A team of investigators in the UK has found that 1 injection of brolucizumab (Beovu, Novartis) treatment can result in a median improvement in visual acuity (VA) of 10.5 letters.
The investigators also found that the drug was well tolerated by patients with neovascular age-related macular degeneration (nAMD), according to first author Dr Cristina Cristian from the Department of Ophthalmology at Leeds Teaching Hospitals National Health Service Trust.
The drug was approved recently in the UK for treating nAMD. An advantage found in clinical trials was that the results achieved with injections at 8- or 12-week intervals were non-inferior to treatment with aflibercept (Eylea, Regeneron Pharmaceuticals Inc.) administered every 8 weeks.
According to Cristian, speaking at the EURETINA 2021 Virtual Congress, the advantages of 12-week dosing is a reduction in the number of patient visits and injections.
This is particularly important during the COVID-19 pandemic when maintaining social distancing is key to health and safety.
Cristian and her colleagues conducted a retrospective observational study to assess the efficacy and the risk profile of brolucizumab intravitreal injections in patients with an insufficient response to aflibercept characterized by persistent disease activity and unstable VA despite frequent therapy or disease control but a heavy treatment burden.

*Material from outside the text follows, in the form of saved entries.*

PR #330, opened 2021-11-19
pypassmethods examples and tests adpated to new rin format

### LINKED ISSUE #328: rin format changed in python passmethods
@lfarv in PR #321 I think you have changed the format of the input of the python passmethods going form `(6*n,)` to `(6,n)`  by using `rin` instead of drin. The concerned source in `at.c` is:

```
            if (*pyintegrator) {
                #old implementation
                if (!*kwargs) *kwargs = Buildkwargs(*element);
                *kwargs = pyIntegratorPass(drin, *pyintegrator, *kwargs, num_particles);
                if (!*kwargs) return print_error(elem_index, rout);       /* trackFunction failed */
                #new implementation
                PyObject *res = PyObject_CallFunctionObjArgs(*pyintegrator, rin, *element, NULL);
                if (!res) return print_error(elem_index, rout);       /* trackFunction failed */
                Py_DECREF(res);
```

A user complained his code is broken... however, my feeling is that the present implementation is more inline with the python convention for particles that is `(6,n)`. I tempted to keep this new format and ask him to modify his code accordingly.
We will need to update the example passmethods and tests that should include several particles in order to avoid this kind of issue to re-appear.

What do you think?

swhite2401:
Fixes #328

### DIFF
--- a/pyat/at/integrators/pyDriftPass.py
+++ b/pyat/at/integrators/pyDriftPass.py
@@ -13,8 +13,8 @@ The element creation is as follows:
 drift = elements.Drift('drift', 1.0, PassMethod='pyDriftPass')
 
 To be noted:
-The particles are described by a one dimensional vector
-6*num_particles in the C tracking engine.
+The particles are described by a 2 dimensional vector
+(6,num_particles)
 In case a python passmethod and a c passmethod with the same name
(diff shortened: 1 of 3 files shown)


lfarv (approved):
OK

PR #334, opened 2021-11-29
RF cavity tuning: introduce fundamental frequency

swhite2401:
`cavity_access.py` is modified to give more flexibility, 3 modes are introduced:
-`RFMode.UNIQUE`
present implementation

-`RFMode.ALL`
returns array of all cavities

-`RFMode.FUNDAMENTA`L (proposed new default)
uses the lowest frequency cavities as reference, the getters returns attributes of the fundamental cavities. The setters affect all cavities maintaining the following relations between the fundamental and harmonics.
-`frequency`: keep constant ratio
-`voltage`: keep constant ratio (apply scale factor based on variation of total voltage)
-`timelag`: keep constant offset

This provides a a realistic and flexible way of tuning cavities and is fully compatible with complex systems involving multiple (accelerating) RF systems and solves some of the issues of the present implementation that was allowing to tune only one harmonic at the time. `cavpts` can still be used to exclude bunch lengthening cavities. 

`revolution.py` is improved to allow to set the rf frequency based on `orbit6` search: the rf frequency can be set to cancel the average orbit as is generally done in the control room

### DIFF
--- a/docs/p/CavityControl.md
+++ b/docs/p/CavityControl.md
@@ -2,73 +2,106 @@
 title: Controlling the RF cavities
 ---
 A lattice may contain multiple RF cavities, grouped according to different RF systems:
-main cavities, harmonic cavities…
-<br />
+main cavities, harmonic cavities…\
 AT provides simple tools to tune them, with methods and properties of the
 `Lattice` object.
 
 ### Lattice methods for cavity control
 
-The values handled by these methods concern the full ring (`periodicity` $$\times$$ superperiod).
+All methods have `array` and `cavpts` keyword arguments, used to select the cavities concerned by the command.
 
-All methods have a `cavpts` argument, used to select the cavities concerned by the command.
+- if `array is True`, the output attribute value is an array as long as the number of selected cavities,
+  and the input argument must be broadcastable to the number of cavities,
+- if `array is False` (default), the input and output are scalars. The scalar value
+applies to the set of cavities with the lowest frequency within the selection.
+The other cavities are ignored in `get_*` methods. For `set_*` methods, the other
+cavities are scaled as explained if the specific method description.
+
 The `cavpts` argument is used as follows:
-- `cavpts` is a "refpts" type (integer, integer or boolean array, callable): it is used to select the cavities,
-- `cavpts` is `None` (default value), and the `Lattice` object has a `cavpts` attribute: the lattice attribute is used to select the cavities,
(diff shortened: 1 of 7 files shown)


lfarv:
Hi @swhite2401 . I'll be back home and have more time to look at that next week, but I have a first comment on `revolution.py`:

For a ring where the energy varies along the circumference, the definition of the machine energy, and consequently of the nominal frequency is somewhat arbitrary: is the machine energy (dp/p = 0) the average one, the minimum or the maximum one ? the nominal frequency will be different…

At the moment, I see 2 options:
- the AT definition: the nominal frequency corresponds to the nominal circumference of the ring: the energy deviation is equally distributed between positive and negative values, the nominal machine energy is the average along the ring.
- the "control room" definition: the average horizontal closed orbit is zero. For a perfect machine, it is very similar to the AT definition, you can say that the energy deviation **as seen by the BPMs** is equally distributed between positive and negative values.S, it depends a bit on the location of the BPMs and probably on the error distribution.

Here you are proposing a 3rd definition: the machine energy (dp/p = 0) is the energy at the 1st point of the lattice. This definition as a drawback that makes it unacceptable: the nominal frequency depends on the choice of the starting point of the lattice ! That cannot be, the nominal frequency must be independent of the choice of the starting point. We could accept any other definition satisfying this requirement, but not the one you propose…

Note that the AT definition also ensures that the nominal frequency in independent of the location of the cavities: practically, the "nominal" machine energy (not the local one) does not change if you change to voltage distribution between cavities along the ring.

swhite2401:
Ah right, thanks @lfarv. In fact I don't really care about the notion of nominal frequency, for me it is defined as the corresponding to the nominal circumference but does not mean much in realistic simulations with errors etc.... This is why it can be useful for some application where the path length does not match the circumference to adjust the RF frequency. I agree this one is not good, I'll propose something else soon.

swhite2401:
Late night post-shift thinking: I did have this in my scripts to cancel initial offset for impedance simulations and generate a beam at dp,ct=0,0. Clearly not appropriated here, I will remove this from this branch, the most important part is all the rest in any case.

lfarv:
Ok, perfect. Give me some time to look at that, not before next week…

swhite2401:
Sure no rush. I will implemented the average orbit cancellation that could be of some interest to simulate control room conditions

lfarv:
New version with a single mode of operation (always "fundamental mode").

Issue #338, opened 2021-12-16
Relativistic  particles


swhite2401:
Presently only relativistic particle are allowed with `rest_energy=0`
This causes a problem in all calculations using `ring.gamma` which is coming out as `inf`

For example `ring_parameters.radiation_parameters` returns many `nans` and `inf` which is
clearly an issue.
We probably have to find a better way to handle this, I would suggest to move this to `ring.beta`
that could have a boolean keyword ultra-relativistic for example, default particle could then be electrons

lfarv:
Initially, all calculations assumed electrons, except tracking which assumes &beta;=1. The present version brings consistence between tracking and processing. But as long as the non-relativistic tracking is not validated, AT is consequently blocked on "relativistic particle".
To solve the problem, I propose to switch back to a default of "electron" (temporarily non-modifiable), which will turn all the outputs back to what they were before, but to force the tracking to &beta;=1. This way:
- Everything will be back to what it was before,
- Using 1 instead of the electron &beta; should not make any visible difference.

swhite2401:
Ok for me

swhite2401:
However @simoneliuzzo expressed some interest in modeling ultra-relativitic hadrons, to allow this we just have to set beta=1 regardless of the particle mass.
We may issue a warning is the "real" beta differs too much from 1.

lfarv:
Corrected in #339

PR #339, opened 2021-12-17
Set the default particle to "electron"

lfarv:
SInce its origin, AT has been using a value of &gamma; for electrons but a &beta; strictly equal to 1.
With the introduction of the particle object, the default (and only allowed) particle was 'relativistic', so that &beta;=1 was in agreement with the tracking. But this induced problems with the computation of some analytic parameters, because of infinite &gamma;. We now switch the default particle to 'electron', so that the analytic computations are correct, and identical to the historical values. The use of the real &beta; instead of 1 is still not applied everywhere, but the difference is negligible.

&beta;=1 is still assumed for the computation of the revolution frequency and 6D closed orbit, as it was up to now. It is necessary to be compatible with the tracking.


swhite2401 (approved):
OK!

lfarv:
Fixes #338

The charts of 35 patients (age range, 66-93 years; 51% women) with nAMD who were treated with brolucizumab from April 2020 to April 2021 were reviewed.
For all patients, the best-corrected VA, central retinal thickness, and intraocular pressure were measured; all patients underwent a complete ophthalmic examination at baseline and the last follow-up after the brolucizumab injection.

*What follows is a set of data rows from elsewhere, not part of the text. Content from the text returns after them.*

PR #341, opened 2021-12-23
Fix problems reading .mat files

### LINKED ISSUE #340: File save/load not possible
Several issues experienced with saving and loading files:

-Sometimes the first element (ringparam) is initialized with FamName='', this prevents the lattice from loading
properly. This is consecutive to a save_mat()
-When the Particle attribute of this first element is not a particle object and does not have the proper attributes
loading also fails

I add @simoneliuzzo in this thread because he found the problem generating a lattice from scratch (I think?), he can provide more information if useful

lfarv:
This fixes #340.
- Workaround a bug (?) in scipy.io.loadmat where empty strings from .mat files disappear,
- Fix problems with particle objects in .mat, .m and .repr files

### DIFF
--- a/atmat/lattice/atparticle.m
+++ b/atmat/lattice/atparticle.m
@@ -1,11 +1,12 @@
 classdef atparticle
     %ATPARTICLE Particle definition for AT
+    %
     %   A particle is defined by its name, rest energy and charge
 
     properties(SetAccess=private)
-        name
-        rest_energy
-        charge
+        name        % Name of the particle
+        rest_energy % Particle rest energy [eV]
+        charge      % Particle charge [elementary charge]
     end
 
     properties(Constant, Hidden)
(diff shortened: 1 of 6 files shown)


simoneliuzzo:
save/load of a mat file from python does not give errors

simoneliuzzo (approved):

simoneliuzzo:
sorry I have to take it back. I tried an other file.

a file saved in python has the RF cavities with DriftPass, and gives this error:

AttributeError: Error in element 136: PassMethod DriftPass is not compatible with Class RFCavity.
{'FamName': 'RFC', 'Length': 1e-12, 'PassMethod': 'DriftPass', 'Voltage': 9000000.0, 'Frequency': 352371625.9975046, 'HarmNumber': 979.0, 'Energy': 6000000000.0, 'TimeLag': 0.0}

lfarv:
@simoneliuzzo : this is a different problem. The "coherence" test when reading a file is too strict. We'll change that: I agree that DriftPass may be use for any class. For the moment, you can skip the test by adding "check=False" to the arguments of the load function (`load_lattice` or `load_mat`).

lfarv:
@simoneliuzzo: side remark: you should NEVER use lengths like 1.0E-12.
- for cavities, it's not dramatic: it just adds a half-long drift (0.5E-12) on each side of the the (thin) cavity,
- for multipoles it's much worse: apart from being about 20 times slower than a thin multipole (slices, drifts and kicks) thus increasing the numerical errors, it may be wrong because some computations like sin(x)/x may be inaccurate for small arguments.

lfarv:
The coherence test is relaxed so that 'DriftPass' is allowed for any `Element` class.

simoneliuzzo:
it works for me!

PR #342, opened 2021-12-28
Fix problems with transfer line mode

lfarv:
The transfer-line mode of `linopt*` has some problems:
- in Matlab, the initial orbit is not correctly taken into account (pointed out by @simoneliuzzo)
- in 6D, the initial dispersion is not correctly reproduces (both Matlab and python)

Both are fixed in this pull request.

### DIFF
--- a/atmat/atphysics/LinearOptics/atlinopt.m
+++ b/atmat/atphysics/LinearOptics/atlinopt.m
@@ -1,5 +1,11 @@
 function [lindata, varargout] = atlinopt(RING,dp,varargin)
-%ATLINOPT Performs linear analysis of the COUPLED lattices
+%ATLINOPT Performs 4D linear analysis of the COUPLED lattices
+%
+%ATLINOPT only works for CONSTANT energy. So no PassMethod should:
+%   1. change the longitudinal momentum dP (cavities, magnets with radiation)
+%   2. have any time dependence (localized impedance, fast kickers etc)
+%
+%For a more general computation, see ATLINOPT6
 %
 % LinData = ATLINOPT(RING,DP,REFPTS) is a MATLAB structure array with fields
 %
--- a/atmat/atphysics/LinearOptics/atlinopt6.m
+++ b/atmat/atphysics/LinearOptics/atlinopt6.m
@@ -86,14 +86,18 @@ if isempty(twiss_in)        % Circular machine
     is6d=check_radiation(ring);
     [orbs,orbitin]=findorbit(ring,refpts,'dp',dp,'orbit',orbitin,varargs{:});
     [vps,ms,mu,ri,ai]=build_1turn_map(ring,dp,refpts,orbitin);
+    o1P=[];
+    o1M=[];
 else                        % Transfer line
-    if isempty(orbitin), orbitin=zeros(6,1); end
+    [orbitin,sigma,d0]=build_sigma(twiss_in,orbitin);
     orbs=linepass(ring,orbitin,refpts);
-    sigma=build_sigma(twiss_in);
+    dorbit=0.5*DPStep*[d0;1;0];
     nv=size(sigma,1);
     dms=nv/2;
     is6d=(dms>=3);
     [vps,ms,mu,ri,ai]=build_1turn_map(ring,dp,refpts,orbitin,'mxx',sigma*jmat(dms));
+    o1P=orbitin+dorbit;
+    o1M=orbitin-dorbit;
 end
 
 tunes=mod(angle(vps)/2/pi,1);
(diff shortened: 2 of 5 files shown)


simoneliuzzo:
Dear @lfarv and @swhite2401,

thank you for this fix! 

It works when using atlinopt6.

if I keep my script unmodified and use atlinopt, it gives this error.

Screenshot 2022-01-04 at 08 12 54

when I block the script at that line here is the size of the orbitin variable:

Screenshot 2022-01-04 at 08 08 58

in case this is an intended feature, then I would suggest modifying the help of atlinopt as well, for example triggering an error when computing transfer line optics, saying, please use atlinopt6, and giving ad example of "conversion"
use:
[a,twi] = atlinopt6(THERING,ind);
instead of:
THERING =atradoff(THERING);
twi = atlinopt(THERING,0,ind);

I also noted a 10* in the code for the vertical emittance (line 260 of linear.py). This is may be dangerous? I think about my lattices with errors, would I get all time 10 times larger vertical emittance?

lfarv:
@simoneliuzzo : You are still running `atlinopt` with radiation on ! Its output is 4D, and you enter it a 6D processing, so the dimensions are wrong. The test preventing the use of atlinopt with radiation ON is ready since long, just waiting for you ! The foreseen error message will mention atlinopt6 as a possible workaround.

simoneliuzzo:
Hi Laurent,

I tried to add an atradoff line, but the message is still the same, dimensions not ok. 

atplot transferline mode is working only with 6D-radiation-on-atlinopt6 optics? What about transferlines?

where can I try the test that you mention? There is a branch for it probably.

Indeed this radiation-atlinopt-atlinopt6 combos are rather hard to get to my simple user mind, I never get the correct combination! 
If I get it correctly, the message is: never use atlinopt again, use atlinopt6. May be we could add a deprecation message to annoy lazy/messy users as me?

thank you!

best regards
Simone

lfarv:
@simoneliuzzo: Concerning your last sentence, you are basically right: it's usually better now to use `atlinopt6`. `atlinopt` may still be used if you are interested in the Sagan/Rubin formalism for H/V coupling. In this respect it is not "deprecated", but I can add a sentence in the help recommending `atlinopt6` for general purpose.

But keep in mind that dispersion and &beta;-functions are 2D notions. Even if `atlinopt6` can deal with radiation ON by kind of "annihilating" the longitudinal motion to extract them, you get the same results (except closed orbit effects) faster by switching radiation OFF. `atlinopt6` with rad. OFF is slightly faster than `atlinopt`, but with rad. ON it is significantly slower.

Concerning transfer lines:
- The `twiss_in` data has to be generated with the right "dimension": 4x4 without radiation, 6x6 with radiation. So you must use the same mode to produce the data and to enter it at the entrance of the transfer line (even with `atlinopt6`).
- There may still be problems using `atlinopt` data in `atlinopt6` input or vice-versa, because of the different formalism. The point you mention comes from different dimensions of the closed orbit (4x1 or 6x1). I'll solve this one, and try to get simple cases (no H/V coupling) work. But it will never be perfect.

simoneliuzzo:
Dear Laurent, 
since this pull request acts on atplot, (somehow) I am facing an other small problem. The field ElemIndex in the lindata structure is missing. 
Calls such as atplot(ring,@plotWdispP) and atplot(ring,@plB0curlyh) are failing with this error: Unrecognized field name "ElemIndex".
thank you for your help!
ciao
Simone

lfarv:
> Calls such as atplot(ring,@plotWdispP) and atplot(ring,@plB0curlyh) are failing with this error: Unrecognized field name "ElemIndex".

I do not get this error. Am I missing something?

lfarv:
Now, with radiation OFF, the `test_da_elettra` test runs with either `atlinopt` or `atlinopt6`.

simoneliuzzo:
> > Calls such as atplot(ring,@plotWdispP) and atplot(ring,@plB0curlyh) are failing with this error: Unrecognized field name "ElemIndex".
> 
> I do not get this error. Am I missing something?

I do not know.
here a picture
Screenshot 2022-01-04 at 18 11 12

lfarv:
You must be in a wrong branch: neither `master` nor `fix_twiss_in` have this line !

simoneliuzzo:
> You must be in a wrong branch: neither `master` nor `fix_twiss_in` have this line !

You are right Laurent! the branch is correct, actually the whole path is different. This is an ESRF based issue (computing cluster home not equal to the standard site user home). sorry for spamming. 


This branch works also for me, both with atlinopt and atlinopt6.

simoneliuzzo (approved):

simoneliuzzo:
I have not looked at the python version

The patients received a total of 102 injections of brolucizumab; they had received from 3 to 62 previous aflibercept injections (median, 17; median injection interval, 6 weeks).
The median VAs before and after the brolucizumab injection were 57 and 67.5 letters, respectively; the respective central retinal thickness measurements were 337 μm and 436 μm.
The investigators reported that the treatment was well tolerated with no adverse events.
“The median VA improvement after the first injection was 10.5 letters despite the median increase in the central retinal thickness of 112.5 μm after the first dose of brolucizumab,” Cristian concluded. “No intraocular inflammation or vascular retinitis was detected in this case series.”
She also advised that conclusions about long-term results cannot be drawn.